What you need to do:
Could you filter the records below and keep only the lines with the word "ECHAM"?

Exercise input below:

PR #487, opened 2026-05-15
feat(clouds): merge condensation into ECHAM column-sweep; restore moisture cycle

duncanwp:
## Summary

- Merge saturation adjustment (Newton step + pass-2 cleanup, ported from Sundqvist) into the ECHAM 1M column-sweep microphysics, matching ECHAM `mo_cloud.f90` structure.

End of Exercise input.

Written reply:
feat(clouds): merge condensation into ECHAM column-sweep; restore moisture cycle
- Merge saturation adjustment (Newton step + pass-2 cleanup, ported from Sundqvist) into the ECHAM 1M column-sweep microphysics, matching ECHAM `mo_cloud.f90` structure.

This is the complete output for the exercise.